__Exercise requirements__. Each line from the first down to the one containing "Type: *feature request*" should be returned exactly as it appears below.

§

Issue #1999, opened 2023-02-01
Support linux user with root privileges to install ClusterImage


VinceCui:
## Issue Description

Type: *feature request*

AFAK, Installing k8s does not necessarily require a root user, but a user with root privileges. There are some cases that the user don't want provide root user, so I think sealer need support this feature.

kakaZhou719:
sealer 0.9.2 is implemented this feature .

PR #2048, opened 2023-02-17
Feat/support nvidia docker and nonroot

VinceCui:
This PR support these features:
1. Support non root user use sudo to install.
2. If node to scale is alreay in current k8s cluster, just skip it.
3. Split NewClusterFile to NewClusterFile and GetActualClusterFile.
4. Support get customize cri socket path for each node.
5. Add upgrade-host plugin.

### DIFF
--- a/cmd/sealer/cmd/cluster/scale-up.go
+++ b/cmd/sealer/cmd/cluster/scale-up.go
@@ -66,13 +66,25 @@ func NewScaleUpCmd() *cobra.Command {
 				return fmt.Errorf("failed to parse ip string to net IP list: %v", err)
 			}
 
-			cf, err = clusterfile.NewClusterFile(nil)
+			cf, _, err = clusterfile.GetActualClusterFile()
 			if err != nil {
 				return err
 			}
 
 			cluster := cf.GetCluster()
-			if err = utils.ConstructClusterForScaleUp(&cluster, scaleUpFlags, scaleUpMasterIPList, scaleUpNodeIPList); err != nil {
+			client := utils.GetClusterClient()
+			if client == nil {
+				return fmt.Errorf("failed to get cluster client")
+			}
+
+			currentCluster, err := utils.GetCurrentCluster(client)
+			if err != nil {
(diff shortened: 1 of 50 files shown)


cubxxw:
#### resolve

Resolved issue: #1491、#1999

**Resolved remote read permission to `sshd_config` file:**
```bash
$ ls -al /etc/ssh/sshd_config
-rw------- 1 root root 3797 Feb 15 16:35 /etc/ssh/sshd_config
$ sudo chmod 644 /etc/ssh/sshd_config
```

<br>

#### existing problem

+ [ ] **Still needs to assign non-secret permissions to user sudo(Every node except master0):**
```bash
# echo "sealer ALL=(ALL) NOPASSWD: NOPASSWD: ALL" >> /etc/sudoers
```

+ [ ] **The rootless feature of [buildah](https://github.com/containers/buildah) is not addressed:**

cubxxw (approved):

cubxxw (approved):

cmd/sealer/cmd/cluster/scale-up.go
```diff
@@ -160,12 +161,6 @@ func scaleUpCluster(clusterImageName string, scaleUpMasterIPList, scaleUpNodeIPL
 		return err
 	}
 
-	//we need to save desired clusterfile to local disk temporarily.
-	//and will use it later to clean the cluster node if ScaleUp failed.
```
Starnop, line 164: it looks like we should not delete the code according to the comments

pkg/runtime/kubernetes/utils.go
```diff
@@ -53,6 +53,7 @@ const (
 )
 
 const (
+	GetCustomizeCRISocket   = "cat /etc/sealer-cri/socket-path"
```
Starnop, line 56: /etc/sealerio/cri/socket-path

cubxxw (approved):

kakaZhou719 (approved):
LGTM

PR #2070, opened 2023-02-28
feature: ensure the apply will always apply the applications

Starnop:

At present, if we re-apply a `Sealer Image` with the `kube-installer` type, it will return directly when no nodes are added.

For KxS runtime, maybe it looks good to add a pre-check and avoid some useless work because it's not allowed to update the cluster-related config. However, that's not right for the application,  the application config should be applied every time when `sealer apply` is executed.


build/kubefile/parser/utils.go
```diff
@@ -21,9 +21,10 @@ import (
 	"path/filepath"
 	"strings"
 
+	"github.com/sirupsen/logrus"
+
```
kakaZhou719, line 25: Format import ?

cmd/sealer/cmd/cluster/run.go
```diff
@@ -16,10 +16,13 @@ package cluster
 
 import (
 	"fmt"
-	"net"
 	"os"
 	"path/filepath"
 
+	"github.com/sirupsen/logrus"
+	"github.com/spf13/cobra"
+	"sigs.k8s.io/yaml"
```
kakaZhou719, line 24: ditto

cmd/sealer/cmd/cluster/apply.go
```diff
@@ -100,64 +102,31 @@ func NewApplyCmd() *cobra.Command {
...
-
-			infraDriver, err := infradriver.NewInfraDriver(&desiredCluster)
-			if err != nil {
-				return err
+				if err := applyClusterWithExisted(cf, client, imageEngine, imageSpec); err != nil {
+					return err
+				}
+				// NOTE: we should continue to apply application after the cluster is applied successfully
+				// And it's not needed to prepare the app file repeatedly
+				ignorePrepareAppMaterials = true
```
kakaZhou719, line 122: skipPrepareAppMaterials?

cmd/sealer/cmd/cluster/run.go
```diff
@@ -325,34 +327,9 @@ func loadPluginsFromImage(imageMountInfo []imagedistributor.ClusterImageMountInf
...
-	if err := distributor.DistributeRegistry(deployHosts, filepath.Join(infraDriver.GetClusterRootfsPath(), "registry")); err != nil {
-		return err
-	}
-
-	logrus.Infof("load image success")
-	return nil
-}
-
-func installApplication(appImageName string, envs []string, app *v2.Application, extension imagev1.ImageExtension, configs []v1.Config, imageEngine imageengine.Interface, mode string) error {
+func installApplication(appImageName string, envs []string, app *v2.Application,
```
kakaZhou719, line 330: too much func args, should we new an option including those args?

pkg/cluster-runtime/apps.go
```diff
@@ -55,32 +56,44 @@ func (i *AppInstaller) Install(master0 net.IP, cmds []string) error {
...
+	}
+	return nil
+}
+
+func (i AppInstaller) Install(master0 net.IP, launchCmds []string,
+	installMode string, ignorePrepareMaterials bool) error {
+	if installMode == common.ApplyModeLoadImage {
+		return LoadToRegistry(i.infraDriver, i.distributor)
+	}
+	if !ignorePrepareMaterials {
```
kakaZhou719, line 89: rename it to `prepareMaterials`, it could make code more understandable .

kakaZhou719 (approved):
LGTM

PR #152, opened 2022-02-10
Better errors

### LINKED ISSUE #124: Make TiledError non-exhaustive
That way backwards-compatibility will be preserved when adding new error types.

### LINKED ISSUE #142: Better errors
Remove `TiledError::Other`, remove the arbitrary string in `MalformedAttributes` and `PrematureEnd`, and replace them with processable errors.

alexdevteam:
Closes #142 and closes #124.
Replaces all occurrences of `TiledError::Other` for new error variants and removes `ParseTileError`, among other changes.

### DIFF
--- a/src/error.rs
+++ b/src/error.rs
@@ -8,6 +8,7 @@ pub enum ParseTileError {
 
 /// Errors which occured when parsing the file
 #[derive(Debug)]
+#[non_exhaustive]
 pub enum TiledError {
     /// A attribute was missing, had the wrong type of wasn't formated
     /// correctly.
--- a/src/error.rs
+++ b/src/error.rs
@@ -34,6 +34,9 @@ pub enum TiledError {
     /// 
     /// [`PropertyValue`]: crate::PropertyValue
     InvalidPropertyValue,
+    /// Found an unknown property value type while parsing a [`PropertyValue`].
+    /// 
+    /// [`PropertyValue`]: crate::PropertyValue
     UnknownPropertyType{name: String},
 }
 
@@ -79,7 +82,6 @@ impl fmt::Display for TiledError {
     }
 }
 
-// This is a skeleton implementation, which should probably be extended in the future.
 impl std::error::Error for TiledError {
     fn source(&self) -> Option<&(dyn std::error::Error + 'static)> {
         match self {
--- a/src/error.rs
+++ b/src/error.rs
@@ -13,9 +13,8 @@ pub enum TiledError {
     /// A attribute was missing, had the wrong type of wasn't formated
     /// correctly.
     MalformedAttributes(String),
-    /// An error occured when decompressing using the
-    /// [flate2](https://github.com/alexcrichton/flate2-rs) crate.
-    DecompressingError(std::io::Error),
+    /// An error occured when using I/O functionality (e.g. decompression or file reading)
+    IoError(std::io::Error),
     Base64DecodingError(base64::DecodeError),
     XmlDecodingError(xml::reader::Error),
     PrematureEnd(String),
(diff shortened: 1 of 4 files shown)


src/error.rs
```diff
@@ -62,12 +69,20 @@ impl fmt::Display for TiledError {
...
+            TiledError::InvalidEncodingFormat { encoding, compression } => 
+                write!(
+                    fmt,
+                    "Unknown encoding or compression format or invalid combination of both (for tile layers): {} encoding with {} compression",
+                    encoding.as_deref().unwrap_or("no"),
+                    compression.as_deref().unwrap_or("no")
+                ),
+            TiledError::InvalidPropertyValue => write!(fmt, "Found invalid property value"),
+            TiledError::UnknownPropertyType { name } =>
+                write!(fmt, "Found unknown property value type '{}'", name),
```
bjorn, line 81: In this and the above case, I would leave out the "Found" from the error message, which seems unnecessary and inconsistent.

src/layers/tile/util.rs
```diff
@@ -10,18 +10,24 @@ pub(crate) fn parse_data_line(
     parser: &mut impl Iterator<Item = XmlEventResult>,
     tilesets: &[MapTilesetGid],
 ) -> Result<Vec<Option<LayerTileData>>, TiledError> {
-    match (encoding, compression) {
+    match (encoding.as_deref(), compression.as_deref()) {
         (None, None) => {
-            return Err(TiledError::Other(
-                "XML format is currently not supported".to_string(),
-            ))
+            return Err(TiledError::InvalidEncodingFormat {
```
bjorn, line 15: Here, the previous error was more useful. If there is no encoding specified, the original "XML" encoding should be assumed, where each tile gets its own `<tile />` element. Since this format is marked deprecated in Tiled, I would personally remove the "currently", since that indicates there would be plans to support it in the future.

I would suggest to tweak `fmt::Display for TiledError` to be a little more specific again in case neither is provided.

And wen can actually remove this special `(None, None)` case here, cause it is the same as the `_` below.

src/layers/tile/util.rs
```diff
@@ -10,18 +10,24 @@ pub(crate) fn parse_data_line(
...
+            return parse_base64(parser).map(|v| convert_to_tiles(&v, tilesets))
+        }
+        (Some("csv"), None) => return decode_csv(parser, tilesets),
+        (Some(_), None) => {
+            return Err(TiledError::InvalidEncodingFormat {
+                encoding,
+                compression,
+            })
+        }
+        (Some(e), Some(c)) => match (e, c) {
```
bjorn, line 30: I would suggest to use `(Some("base64"), c)` here, cause then we only need to match on `c` afterwards and can merge the `(Some("base64"), None)` case in here, and have only a single place where we call to `parse_base64`.

src/properties.rs
```diff
@@ -74,32 +74,27 @@ impl PropertyValue {
         match property_type.as_str() {
             "bool" => match value.parse() {
                 Ok(val) => Ok(PropertyValue::BoolValue(val)),
-                Err(err) => Err(TiledError::Other(err.to_string())),
+                Err(_) => Err(TiledError::InvalidPropertyValue),
```
bjorn, line 77: It is not helpful to include the original error or its string representation?

bjorn (commented):
Looks pretty good, though I'd suggest some changes.

src/layers/tile/util.rs
alexdevteam: I know, but since this was a PR for errors I decided not to fix it until later

PR #153, opened 2022-02-11
Simplify internals

alexdevteam:
Simplify some expressions and move some functions around. Non-breaking.

### DIFF
--- a/src/layers/tile/util.rs
+++ b/src/layers/tile/util.rs
@@ -15,17 +15,14 @@ pub(crate) fn parse_data_line(
 
         (Some("base64"), None) => parse_base64(parser).map(|v| convert_to_tiles(&v, tilesets)),
         (Some("base64"), Some("zlib")) => parse_base64(parser)
-            .map(|data| std::io::Cursor::new(data))
-            .and_then(|reader| process_decoder(libflate::zlib::Decoder::new(reader)))
+            .and_then(|data| process_decoder(libflate::zlib::Decoder::new(&data[..])))
             .map(|v| convert_to_tiles(&v, tilesets)),
         (Some("base64"), Some("gzip")) => parse_base64(parser)
-            .map(|data| std::io::Cursor::new(data))
-            .and_then(|reader| process_decoder(libflate::gzip::Decoder::new(reader)))
+            .and_then(|data| process_decoder(libflate::gzip::Decoder::new(&data[..])))
             .map(|v| convert_to_tiles(&v, tilesets)),
         #[cfg(feature = "zstd")]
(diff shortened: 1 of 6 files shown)


src/layers/tile/util.rs
```diff
@@ -11,47 +11,28 @@ pub(crate) fn parse_data_line(
...
-                encoding,
-                compression,
-            })
-        }
-    };
+        (Some("csv"), None) => decode_csv(parser, tilesets),
+
+        (Some("base64"), None) => parse_base64(parser).map(|v| convert_to_tiles(&v, tilesets)),
+        (Some("base64"), Some("zlib")) => parse_base64(parser)
+            .map(|data| std::io::Cursor::new(data))
```
bjorn, line 18: I still don't really like this duplication of `parse_base64` and `convert_to_tiles` for each base64-encoded data, but in trying to make it shorter we of course get duplicated error handling and I had to make a clone of the encoding and compression for the error:
```rust
    match (encoding.as_deref(), compression.as_deref()) {
        (Some("csv"), None) => decode_csv(parser, tilesets),
        (Some("base64"), c) => {
            parse_base64(parser).and_then(|bytes| {
                match c {
                    None => Ok(bytes),
                    Some("zlib") => process_decoder(libflate::zlib::Decoder::new(&bytes[..])),
                    Some("gzip") => process_decoder(libflate::gzip::Decoder::new(&bytes[..])),
                    #[cfg(feature = "zstd")]
                    Some("zstd") => process_decoder(zstd::stream::read::Decoder::with_buffer(&bytes[..])),
                    _ => Err(TiledError::InvalidEncodingFormat {
                        encoding: encoding.clone(),
                        compression: compression.clone(),
                    }),
                }
            }).and_then(|v| Ok(convert_to_tiles(&v, tilesets)))
        },
        _ => Err(TiledError::InvalidEncodingFormat {
            encoding,
            compression,
        }),
    }
```

So, I wouldn't suggest to go with the above.

However, it seems we can at least get rid of the `std::io::Cursor`, since we can just do:
```rust
|data| process_decoder(libflate::zlib::Decoder::new(&data[..]))
```
Or is there some disadvantage to doing that?

bjorn (commented):
Nice overall simplification! :-)

src/layers/tile/util.rs
alexdevteam: Didn't know `Read` was implemented for `&[u8]`, will change later

And yes, that base64 duplication is annoying but as far as i know there isn't any clean way of changing it

bjorn (approved):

§

__Reply to the exercise__.
Issue #1999, opened 2023-02-01
Support linux user with root privileges to install ClusterImage


VinceCui:
## Issue Description

Type: *feature request*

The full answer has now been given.